I'm troubleshooting an Asus M2N68-LA in an HP mini tower unit and believe the board is dead. What's the best way to pick a suitable replacement board that will use the same cpu, ram, video card, sata drives, etc. and be the same size?


----------



## gcavan (Aug 13, 2009)

*Re: What's a replacement for Asus M2N68-LA*

The M2N68-LA (HP codename Narra) is fairly common on the used/rebuild market.

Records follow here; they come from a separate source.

PR #319, opened 2021-07-02
PIC example

bernhardmgruber:
Here is a Particle-In-Cell (PIC) example for LLAMA, developed by @sliwowitz and converted to LLAMA by me. The pure conversion from the non-LLAMA to the LLAMA version changed the runtime of each step from 23ms to 20ms, probably due to alignment.

TODO:

- [x] Should we keep the non-LLAMA version for comparison? No.
- [x] Embed the `input.txt` parameter file?
- [x] @sliwowitz is the implementation actually correct? Yes.
- [x] Find a better memory mapping resulting in a more impressive speedup. Maybe later.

A new replacement is mATX and supports 89 watt AM2 cpu's, DDR2 800 memory and PCI-e video. Use Neweggs *Advanced Search* to narrow down the selection.

M2N68-LA on eBay


----------



## Stu_computer (Jul 7, 2005)

*Re: What's a replacement for Asus M2N68-LA*

Asus M2N68-LA could be a Narra2-GL8E am2 board, but it could also be a Narra3-GL8E am2+ board

need to give the HP Product model.

also, if client is using the oem OS it's likely keyed with the bios in that board.


----------



## gcavan (Aug 13, 2009)

*Re: What's a replacement for Asus M2N68-LA*



> Asus M2N68-LA could be a Narra2-GL8E am2 board, but it could also be a Narra3-GL8E am2+ board


There's also Narra, Narra5 and Narra6. They are all basically the same board with BIOS support for different CPU's

Stu is correct, in that if you replace the board with one other than the exact model, the OEM operating system may not install or respond.


----------



## Dragoen (Apr 10, 2009)

*Re: What's a replacement for Asus M2N68-LA*

Thanks guys. I'm pretty sure its a Narra(2) based on the connector configuration. I finally found the HP support page with a picture of the board. I'm trying to find out what version of Windows it had on it. I fear it was Vista, so I'll probably end up reconfiguring it with Win7. Off to Newegg....


----------



## Dragoen (Apr 10, 2009)

*Re: What's a replacement for Asus M2N68-LA*

I found a suitable Gigabyte board at newegg for $50. A closer visual inspection of the HP board showed 5 capacitors were blown. Apparently for a few years around 2005 the electrolyte the manufacturers were using would generate hydrogen and end up blowing the caps. I hope they got all those bad caps out of the system now.


----------



## linderman (May 20, 2005)

*Re: What's a replacement for Asus M2N68-LA*



Dragoen said:


> I found a suitable Gigabyte board at newegg for $50. A closer visual inspection of the HP board showed 5 capacitors were blown. Apparently for a few years around 2005 the electrolyte the manufacturers were using would generate hydrogen and end up blowing the caps. I hope they got all those bad caps out of the system now.




YUP / there was a HUGE rash of those cheap motherboard capacitors around that time frame; most all motherboard manuf's got bit by that problem in some form or another / it damn near killed jetway


----------